### What needs to be done
The answer must consist solely of the lines from the one containing "dOrgJelli: Agreed, going" to the end of the entries below, repeated exactly.

───── Records provided ─────

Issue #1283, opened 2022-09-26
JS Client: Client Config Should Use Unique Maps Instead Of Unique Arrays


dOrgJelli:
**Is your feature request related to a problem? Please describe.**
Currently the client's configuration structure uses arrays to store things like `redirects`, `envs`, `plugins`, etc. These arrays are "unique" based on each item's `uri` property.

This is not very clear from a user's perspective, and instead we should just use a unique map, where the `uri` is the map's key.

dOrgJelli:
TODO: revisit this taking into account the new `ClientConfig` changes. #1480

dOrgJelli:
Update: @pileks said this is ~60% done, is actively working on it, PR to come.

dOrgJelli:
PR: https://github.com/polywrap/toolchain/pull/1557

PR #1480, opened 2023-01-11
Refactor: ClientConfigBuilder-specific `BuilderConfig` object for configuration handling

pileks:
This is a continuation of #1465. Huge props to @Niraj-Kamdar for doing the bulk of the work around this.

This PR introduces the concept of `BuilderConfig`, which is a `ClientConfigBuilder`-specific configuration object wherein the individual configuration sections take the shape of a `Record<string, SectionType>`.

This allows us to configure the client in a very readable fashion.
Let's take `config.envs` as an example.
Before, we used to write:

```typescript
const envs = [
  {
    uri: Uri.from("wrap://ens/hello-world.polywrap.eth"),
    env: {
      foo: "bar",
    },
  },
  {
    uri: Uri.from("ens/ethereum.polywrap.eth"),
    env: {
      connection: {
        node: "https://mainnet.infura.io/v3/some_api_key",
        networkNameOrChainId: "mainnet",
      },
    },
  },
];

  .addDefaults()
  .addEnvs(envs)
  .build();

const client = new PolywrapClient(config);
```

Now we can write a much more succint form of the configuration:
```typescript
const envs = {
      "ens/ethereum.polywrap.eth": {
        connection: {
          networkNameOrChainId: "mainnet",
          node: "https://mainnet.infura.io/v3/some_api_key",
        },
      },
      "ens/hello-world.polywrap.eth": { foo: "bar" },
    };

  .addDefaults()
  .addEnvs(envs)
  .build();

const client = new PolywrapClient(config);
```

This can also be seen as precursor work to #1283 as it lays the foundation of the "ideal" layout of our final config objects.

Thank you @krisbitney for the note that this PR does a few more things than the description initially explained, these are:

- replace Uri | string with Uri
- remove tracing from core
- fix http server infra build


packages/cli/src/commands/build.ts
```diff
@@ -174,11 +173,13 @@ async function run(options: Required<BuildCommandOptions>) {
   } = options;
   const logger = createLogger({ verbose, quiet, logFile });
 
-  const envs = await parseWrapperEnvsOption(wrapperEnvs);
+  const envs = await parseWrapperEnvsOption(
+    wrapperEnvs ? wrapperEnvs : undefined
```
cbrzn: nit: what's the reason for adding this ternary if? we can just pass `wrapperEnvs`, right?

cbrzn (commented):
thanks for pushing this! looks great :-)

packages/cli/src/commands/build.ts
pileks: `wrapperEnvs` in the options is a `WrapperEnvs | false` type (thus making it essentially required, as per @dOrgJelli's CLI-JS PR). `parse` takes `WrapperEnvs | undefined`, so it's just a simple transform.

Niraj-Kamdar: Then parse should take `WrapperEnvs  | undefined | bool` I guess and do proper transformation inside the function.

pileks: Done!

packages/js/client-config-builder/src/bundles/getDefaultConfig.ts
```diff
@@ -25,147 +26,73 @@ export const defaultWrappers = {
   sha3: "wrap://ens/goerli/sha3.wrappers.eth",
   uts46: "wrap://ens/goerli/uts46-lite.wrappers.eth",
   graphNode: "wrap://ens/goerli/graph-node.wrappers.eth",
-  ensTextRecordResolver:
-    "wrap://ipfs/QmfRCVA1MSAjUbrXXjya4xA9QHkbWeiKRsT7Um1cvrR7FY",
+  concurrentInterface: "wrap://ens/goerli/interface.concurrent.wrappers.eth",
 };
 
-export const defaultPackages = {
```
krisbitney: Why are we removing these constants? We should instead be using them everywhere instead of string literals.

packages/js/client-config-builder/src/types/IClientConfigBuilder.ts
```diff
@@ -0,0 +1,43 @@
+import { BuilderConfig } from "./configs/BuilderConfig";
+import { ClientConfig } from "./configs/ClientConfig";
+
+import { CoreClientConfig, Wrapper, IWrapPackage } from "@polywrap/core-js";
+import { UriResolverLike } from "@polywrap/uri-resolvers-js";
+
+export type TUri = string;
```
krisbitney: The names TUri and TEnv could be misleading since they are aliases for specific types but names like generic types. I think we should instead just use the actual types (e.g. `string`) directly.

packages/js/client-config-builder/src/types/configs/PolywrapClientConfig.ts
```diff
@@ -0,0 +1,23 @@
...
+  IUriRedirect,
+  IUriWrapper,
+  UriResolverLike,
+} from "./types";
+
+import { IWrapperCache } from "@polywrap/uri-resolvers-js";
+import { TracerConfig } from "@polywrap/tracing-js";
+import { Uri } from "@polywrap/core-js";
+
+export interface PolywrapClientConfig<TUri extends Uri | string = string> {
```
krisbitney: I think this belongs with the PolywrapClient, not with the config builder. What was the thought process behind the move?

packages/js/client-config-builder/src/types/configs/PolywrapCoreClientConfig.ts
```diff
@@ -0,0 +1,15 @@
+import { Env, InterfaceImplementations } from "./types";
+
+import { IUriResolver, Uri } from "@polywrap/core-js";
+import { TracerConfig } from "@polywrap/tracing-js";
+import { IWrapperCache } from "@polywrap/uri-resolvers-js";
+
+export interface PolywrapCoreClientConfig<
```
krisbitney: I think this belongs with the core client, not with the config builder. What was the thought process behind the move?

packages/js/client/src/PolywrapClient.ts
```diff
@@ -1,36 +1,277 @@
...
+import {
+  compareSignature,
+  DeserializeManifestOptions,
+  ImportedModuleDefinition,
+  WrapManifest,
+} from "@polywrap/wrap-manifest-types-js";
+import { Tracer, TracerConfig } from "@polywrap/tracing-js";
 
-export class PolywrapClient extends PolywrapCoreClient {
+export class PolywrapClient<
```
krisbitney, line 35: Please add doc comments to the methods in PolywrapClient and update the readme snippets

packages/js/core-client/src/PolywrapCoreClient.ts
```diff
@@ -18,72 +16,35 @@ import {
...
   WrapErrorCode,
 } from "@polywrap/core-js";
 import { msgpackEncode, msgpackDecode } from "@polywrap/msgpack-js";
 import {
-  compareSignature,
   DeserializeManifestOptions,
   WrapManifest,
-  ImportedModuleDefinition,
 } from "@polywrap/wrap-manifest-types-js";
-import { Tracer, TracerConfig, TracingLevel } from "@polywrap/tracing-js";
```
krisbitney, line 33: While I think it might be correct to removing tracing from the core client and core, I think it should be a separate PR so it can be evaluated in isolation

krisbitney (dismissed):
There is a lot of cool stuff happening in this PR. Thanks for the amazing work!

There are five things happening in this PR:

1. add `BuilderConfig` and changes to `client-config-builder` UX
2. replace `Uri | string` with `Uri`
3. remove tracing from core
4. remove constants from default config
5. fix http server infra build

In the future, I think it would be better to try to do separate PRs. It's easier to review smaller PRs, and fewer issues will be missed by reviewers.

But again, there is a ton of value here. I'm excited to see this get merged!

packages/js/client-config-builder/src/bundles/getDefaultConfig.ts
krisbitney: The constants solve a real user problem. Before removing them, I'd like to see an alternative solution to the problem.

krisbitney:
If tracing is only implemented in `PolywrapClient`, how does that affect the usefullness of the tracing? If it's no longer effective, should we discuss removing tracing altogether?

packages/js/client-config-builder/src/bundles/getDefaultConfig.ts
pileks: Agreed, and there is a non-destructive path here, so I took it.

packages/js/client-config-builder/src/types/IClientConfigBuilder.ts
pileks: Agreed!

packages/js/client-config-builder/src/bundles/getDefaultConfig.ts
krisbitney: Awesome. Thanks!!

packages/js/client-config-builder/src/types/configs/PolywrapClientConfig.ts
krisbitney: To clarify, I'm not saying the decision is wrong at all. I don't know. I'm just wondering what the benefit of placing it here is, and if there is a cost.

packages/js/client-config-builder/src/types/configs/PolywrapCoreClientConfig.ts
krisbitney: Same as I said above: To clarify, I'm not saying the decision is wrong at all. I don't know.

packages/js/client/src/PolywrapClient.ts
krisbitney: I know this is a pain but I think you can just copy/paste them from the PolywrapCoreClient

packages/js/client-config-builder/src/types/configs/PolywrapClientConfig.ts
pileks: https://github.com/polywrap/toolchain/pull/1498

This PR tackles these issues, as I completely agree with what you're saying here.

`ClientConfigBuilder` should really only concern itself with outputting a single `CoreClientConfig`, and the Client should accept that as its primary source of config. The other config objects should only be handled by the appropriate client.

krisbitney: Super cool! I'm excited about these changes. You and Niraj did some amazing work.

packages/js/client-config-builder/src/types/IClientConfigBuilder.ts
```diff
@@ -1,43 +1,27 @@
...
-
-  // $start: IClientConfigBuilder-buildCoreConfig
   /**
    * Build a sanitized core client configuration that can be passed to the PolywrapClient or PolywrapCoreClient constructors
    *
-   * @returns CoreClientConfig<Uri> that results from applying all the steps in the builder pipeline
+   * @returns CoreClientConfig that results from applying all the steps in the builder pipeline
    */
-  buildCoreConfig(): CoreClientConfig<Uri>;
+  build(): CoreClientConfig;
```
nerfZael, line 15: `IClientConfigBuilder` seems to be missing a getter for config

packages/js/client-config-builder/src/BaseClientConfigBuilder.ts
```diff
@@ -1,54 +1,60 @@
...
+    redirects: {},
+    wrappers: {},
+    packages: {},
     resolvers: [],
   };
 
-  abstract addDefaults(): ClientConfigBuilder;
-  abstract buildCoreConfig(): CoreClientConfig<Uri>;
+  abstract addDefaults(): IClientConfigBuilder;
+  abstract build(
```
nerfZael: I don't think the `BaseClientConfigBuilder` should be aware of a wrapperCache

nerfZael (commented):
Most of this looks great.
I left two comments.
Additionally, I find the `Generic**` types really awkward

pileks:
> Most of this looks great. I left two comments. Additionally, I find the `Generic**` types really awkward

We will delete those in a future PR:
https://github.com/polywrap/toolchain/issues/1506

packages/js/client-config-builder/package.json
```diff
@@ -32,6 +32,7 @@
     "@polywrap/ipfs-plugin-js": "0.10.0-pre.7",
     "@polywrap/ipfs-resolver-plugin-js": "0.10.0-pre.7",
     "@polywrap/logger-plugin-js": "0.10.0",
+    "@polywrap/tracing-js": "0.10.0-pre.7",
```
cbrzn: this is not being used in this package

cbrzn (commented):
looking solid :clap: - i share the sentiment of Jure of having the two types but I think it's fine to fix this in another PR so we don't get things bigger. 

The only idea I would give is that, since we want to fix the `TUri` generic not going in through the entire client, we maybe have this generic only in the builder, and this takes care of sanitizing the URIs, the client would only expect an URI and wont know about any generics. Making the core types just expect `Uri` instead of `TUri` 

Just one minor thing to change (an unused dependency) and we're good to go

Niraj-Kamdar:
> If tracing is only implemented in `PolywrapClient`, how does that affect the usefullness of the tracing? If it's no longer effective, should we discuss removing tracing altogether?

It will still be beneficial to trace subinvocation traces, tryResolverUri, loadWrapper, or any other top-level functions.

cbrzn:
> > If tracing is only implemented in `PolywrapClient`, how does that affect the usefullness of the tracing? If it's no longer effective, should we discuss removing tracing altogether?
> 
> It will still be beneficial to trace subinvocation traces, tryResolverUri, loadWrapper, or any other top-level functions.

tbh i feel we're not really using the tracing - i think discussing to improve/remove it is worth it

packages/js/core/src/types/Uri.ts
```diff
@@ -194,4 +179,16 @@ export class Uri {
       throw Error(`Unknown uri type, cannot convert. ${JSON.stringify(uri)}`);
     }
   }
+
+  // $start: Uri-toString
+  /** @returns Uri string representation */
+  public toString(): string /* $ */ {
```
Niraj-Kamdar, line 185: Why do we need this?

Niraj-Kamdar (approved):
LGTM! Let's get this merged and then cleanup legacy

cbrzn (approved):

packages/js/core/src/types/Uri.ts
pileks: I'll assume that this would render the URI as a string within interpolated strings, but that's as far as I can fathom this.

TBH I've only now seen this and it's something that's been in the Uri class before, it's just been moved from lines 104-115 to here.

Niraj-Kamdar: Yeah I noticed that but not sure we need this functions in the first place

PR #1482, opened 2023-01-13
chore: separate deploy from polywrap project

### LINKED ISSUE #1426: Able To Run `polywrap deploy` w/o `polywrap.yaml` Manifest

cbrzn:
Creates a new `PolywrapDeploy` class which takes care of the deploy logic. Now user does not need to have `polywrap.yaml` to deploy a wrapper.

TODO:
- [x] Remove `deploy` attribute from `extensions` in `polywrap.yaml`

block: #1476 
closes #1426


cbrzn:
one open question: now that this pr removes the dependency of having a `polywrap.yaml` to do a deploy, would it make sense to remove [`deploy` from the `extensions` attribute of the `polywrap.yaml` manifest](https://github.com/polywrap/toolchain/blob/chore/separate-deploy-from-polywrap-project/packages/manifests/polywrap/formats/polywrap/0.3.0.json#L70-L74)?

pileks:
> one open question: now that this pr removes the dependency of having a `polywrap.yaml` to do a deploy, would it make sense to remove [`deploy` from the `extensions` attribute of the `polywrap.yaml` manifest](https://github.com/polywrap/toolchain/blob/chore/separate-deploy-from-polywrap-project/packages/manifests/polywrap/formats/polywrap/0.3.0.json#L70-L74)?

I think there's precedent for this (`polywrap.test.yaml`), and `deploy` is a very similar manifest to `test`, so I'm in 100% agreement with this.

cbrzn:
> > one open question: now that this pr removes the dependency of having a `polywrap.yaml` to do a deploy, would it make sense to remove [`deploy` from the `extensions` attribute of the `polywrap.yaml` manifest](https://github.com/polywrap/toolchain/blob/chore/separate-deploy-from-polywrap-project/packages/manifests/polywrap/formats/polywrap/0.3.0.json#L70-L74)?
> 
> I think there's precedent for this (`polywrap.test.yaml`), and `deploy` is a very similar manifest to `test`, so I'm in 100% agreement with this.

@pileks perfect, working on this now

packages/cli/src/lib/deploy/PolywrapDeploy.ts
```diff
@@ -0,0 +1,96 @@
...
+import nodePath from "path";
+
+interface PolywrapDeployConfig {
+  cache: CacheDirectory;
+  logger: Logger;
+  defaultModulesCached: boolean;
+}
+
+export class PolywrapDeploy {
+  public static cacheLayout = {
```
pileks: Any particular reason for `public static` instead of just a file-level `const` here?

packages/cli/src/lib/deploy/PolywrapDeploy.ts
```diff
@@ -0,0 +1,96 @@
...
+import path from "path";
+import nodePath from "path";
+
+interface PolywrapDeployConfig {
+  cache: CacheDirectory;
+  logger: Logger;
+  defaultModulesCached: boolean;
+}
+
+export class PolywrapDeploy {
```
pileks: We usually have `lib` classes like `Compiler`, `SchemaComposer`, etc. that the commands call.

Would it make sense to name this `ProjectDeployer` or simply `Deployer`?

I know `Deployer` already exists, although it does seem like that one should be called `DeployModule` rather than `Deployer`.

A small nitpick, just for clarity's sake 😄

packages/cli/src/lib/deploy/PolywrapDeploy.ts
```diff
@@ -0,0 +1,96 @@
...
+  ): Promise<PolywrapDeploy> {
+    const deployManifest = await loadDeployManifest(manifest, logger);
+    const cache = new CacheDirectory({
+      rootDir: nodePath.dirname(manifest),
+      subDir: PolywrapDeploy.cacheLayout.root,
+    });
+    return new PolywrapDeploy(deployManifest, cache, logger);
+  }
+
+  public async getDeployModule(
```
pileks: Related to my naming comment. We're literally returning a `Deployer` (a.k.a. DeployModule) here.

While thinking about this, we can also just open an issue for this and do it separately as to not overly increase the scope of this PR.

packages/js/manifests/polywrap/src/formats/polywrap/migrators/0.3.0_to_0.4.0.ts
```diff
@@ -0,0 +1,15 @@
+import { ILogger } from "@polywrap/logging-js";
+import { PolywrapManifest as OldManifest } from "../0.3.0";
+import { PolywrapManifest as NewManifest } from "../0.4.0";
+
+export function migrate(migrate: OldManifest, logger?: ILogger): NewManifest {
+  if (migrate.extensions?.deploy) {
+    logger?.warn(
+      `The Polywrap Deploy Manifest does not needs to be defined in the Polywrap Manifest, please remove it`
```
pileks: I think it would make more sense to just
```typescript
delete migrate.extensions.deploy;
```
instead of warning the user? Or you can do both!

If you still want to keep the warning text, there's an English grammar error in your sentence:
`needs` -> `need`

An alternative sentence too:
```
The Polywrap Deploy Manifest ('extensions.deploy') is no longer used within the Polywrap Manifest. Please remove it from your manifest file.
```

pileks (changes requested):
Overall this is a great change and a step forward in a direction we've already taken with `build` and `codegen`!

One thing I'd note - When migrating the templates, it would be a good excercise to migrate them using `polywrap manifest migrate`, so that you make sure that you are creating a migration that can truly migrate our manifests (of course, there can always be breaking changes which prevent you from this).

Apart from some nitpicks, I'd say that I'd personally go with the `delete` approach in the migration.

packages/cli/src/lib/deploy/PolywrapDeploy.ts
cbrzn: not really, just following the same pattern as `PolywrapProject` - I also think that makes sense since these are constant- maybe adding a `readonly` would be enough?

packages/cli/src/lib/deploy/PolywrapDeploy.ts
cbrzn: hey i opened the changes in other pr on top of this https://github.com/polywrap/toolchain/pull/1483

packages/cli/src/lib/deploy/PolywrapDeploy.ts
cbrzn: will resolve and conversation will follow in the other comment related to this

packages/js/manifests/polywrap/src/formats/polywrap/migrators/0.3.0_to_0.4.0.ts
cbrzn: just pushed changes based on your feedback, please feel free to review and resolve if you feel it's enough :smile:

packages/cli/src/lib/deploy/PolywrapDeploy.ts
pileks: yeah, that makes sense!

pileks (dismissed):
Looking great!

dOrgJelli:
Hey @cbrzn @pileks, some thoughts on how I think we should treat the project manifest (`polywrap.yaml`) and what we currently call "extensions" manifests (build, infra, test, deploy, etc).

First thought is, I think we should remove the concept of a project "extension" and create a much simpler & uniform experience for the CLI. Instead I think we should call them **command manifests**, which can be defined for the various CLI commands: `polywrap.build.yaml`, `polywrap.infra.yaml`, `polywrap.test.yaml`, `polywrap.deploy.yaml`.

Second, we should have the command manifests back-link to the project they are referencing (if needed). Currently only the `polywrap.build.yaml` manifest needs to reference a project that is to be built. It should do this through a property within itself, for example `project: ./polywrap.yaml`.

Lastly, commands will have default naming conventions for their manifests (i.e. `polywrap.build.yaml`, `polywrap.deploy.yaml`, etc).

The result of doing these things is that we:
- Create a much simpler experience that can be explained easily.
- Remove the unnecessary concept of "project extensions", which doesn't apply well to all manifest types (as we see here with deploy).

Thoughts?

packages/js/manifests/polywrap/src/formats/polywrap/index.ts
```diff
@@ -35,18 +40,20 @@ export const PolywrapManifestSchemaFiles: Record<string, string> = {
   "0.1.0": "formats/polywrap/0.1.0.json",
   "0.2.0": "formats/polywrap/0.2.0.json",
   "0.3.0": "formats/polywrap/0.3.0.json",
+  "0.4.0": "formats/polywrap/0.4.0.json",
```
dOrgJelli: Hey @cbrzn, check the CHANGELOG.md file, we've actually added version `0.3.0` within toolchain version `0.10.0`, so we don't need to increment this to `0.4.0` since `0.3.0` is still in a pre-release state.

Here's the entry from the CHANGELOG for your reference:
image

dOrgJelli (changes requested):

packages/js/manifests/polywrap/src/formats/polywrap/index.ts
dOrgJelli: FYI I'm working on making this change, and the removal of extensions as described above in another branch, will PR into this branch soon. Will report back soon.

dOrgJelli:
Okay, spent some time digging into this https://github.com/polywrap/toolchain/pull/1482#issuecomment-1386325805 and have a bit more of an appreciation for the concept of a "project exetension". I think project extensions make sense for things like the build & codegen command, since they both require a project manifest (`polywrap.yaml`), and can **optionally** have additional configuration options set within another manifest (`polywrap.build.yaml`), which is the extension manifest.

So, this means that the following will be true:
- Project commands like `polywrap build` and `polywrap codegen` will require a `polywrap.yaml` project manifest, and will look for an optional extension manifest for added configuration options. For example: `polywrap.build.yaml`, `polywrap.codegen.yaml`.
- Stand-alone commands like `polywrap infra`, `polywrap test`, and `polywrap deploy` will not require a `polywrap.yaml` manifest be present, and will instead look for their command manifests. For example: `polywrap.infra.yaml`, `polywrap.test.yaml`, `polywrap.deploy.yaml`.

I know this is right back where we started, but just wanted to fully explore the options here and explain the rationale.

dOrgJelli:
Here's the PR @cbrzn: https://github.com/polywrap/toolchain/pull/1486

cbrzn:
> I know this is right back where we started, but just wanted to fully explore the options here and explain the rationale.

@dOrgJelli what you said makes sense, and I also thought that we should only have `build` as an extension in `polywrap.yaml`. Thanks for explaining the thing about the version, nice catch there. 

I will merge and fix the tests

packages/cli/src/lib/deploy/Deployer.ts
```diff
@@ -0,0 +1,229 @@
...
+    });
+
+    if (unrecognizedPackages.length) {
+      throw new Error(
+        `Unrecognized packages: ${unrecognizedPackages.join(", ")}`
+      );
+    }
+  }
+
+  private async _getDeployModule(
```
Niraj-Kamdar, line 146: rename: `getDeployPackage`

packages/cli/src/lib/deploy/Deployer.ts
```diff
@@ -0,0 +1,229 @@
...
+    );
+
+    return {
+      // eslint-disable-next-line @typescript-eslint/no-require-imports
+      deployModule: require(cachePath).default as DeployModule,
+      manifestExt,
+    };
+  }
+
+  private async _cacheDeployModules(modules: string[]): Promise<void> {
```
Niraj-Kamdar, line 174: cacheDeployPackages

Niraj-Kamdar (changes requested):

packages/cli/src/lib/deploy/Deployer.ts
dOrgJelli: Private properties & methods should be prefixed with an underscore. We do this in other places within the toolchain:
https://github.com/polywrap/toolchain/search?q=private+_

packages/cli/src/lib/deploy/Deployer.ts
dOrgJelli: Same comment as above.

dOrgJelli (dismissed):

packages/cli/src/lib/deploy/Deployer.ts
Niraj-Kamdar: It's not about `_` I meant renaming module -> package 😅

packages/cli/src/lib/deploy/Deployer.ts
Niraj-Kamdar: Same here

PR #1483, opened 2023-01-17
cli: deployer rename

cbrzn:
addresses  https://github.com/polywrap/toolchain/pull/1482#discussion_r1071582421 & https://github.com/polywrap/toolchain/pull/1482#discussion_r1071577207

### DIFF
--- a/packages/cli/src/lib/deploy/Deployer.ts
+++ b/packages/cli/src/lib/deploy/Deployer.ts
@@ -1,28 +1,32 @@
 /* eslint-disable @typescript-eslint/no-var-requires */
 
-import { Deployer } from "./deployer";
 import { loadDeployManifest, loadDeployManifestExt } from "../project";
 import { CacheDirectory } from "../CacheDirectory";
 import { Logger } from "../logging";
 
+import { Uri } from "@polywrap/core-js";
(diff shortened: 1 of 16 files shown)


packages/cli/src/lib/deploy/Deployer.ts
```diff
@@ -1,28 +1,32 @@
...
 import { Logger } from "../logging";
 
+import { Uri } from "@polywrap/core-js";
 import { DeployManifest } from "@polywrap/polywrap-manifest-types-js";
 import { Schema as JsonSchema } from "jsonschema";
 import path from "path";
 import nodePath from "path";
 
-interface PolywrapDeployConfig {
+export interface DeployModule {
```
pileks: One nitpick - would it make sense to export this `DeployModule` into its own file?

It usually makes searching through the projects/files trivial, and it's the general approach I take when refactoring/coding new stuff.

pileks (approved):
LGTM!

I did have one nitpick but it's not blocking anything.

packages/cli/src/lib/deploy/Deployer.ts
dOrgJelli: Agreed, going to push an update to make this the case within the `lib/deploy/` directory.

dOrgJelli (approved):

─────

### Exercise result
dOrgJelli: Agreed, going to push an update to make this the case within the `lib/deploy/` directory.

dOrgJelli (approved):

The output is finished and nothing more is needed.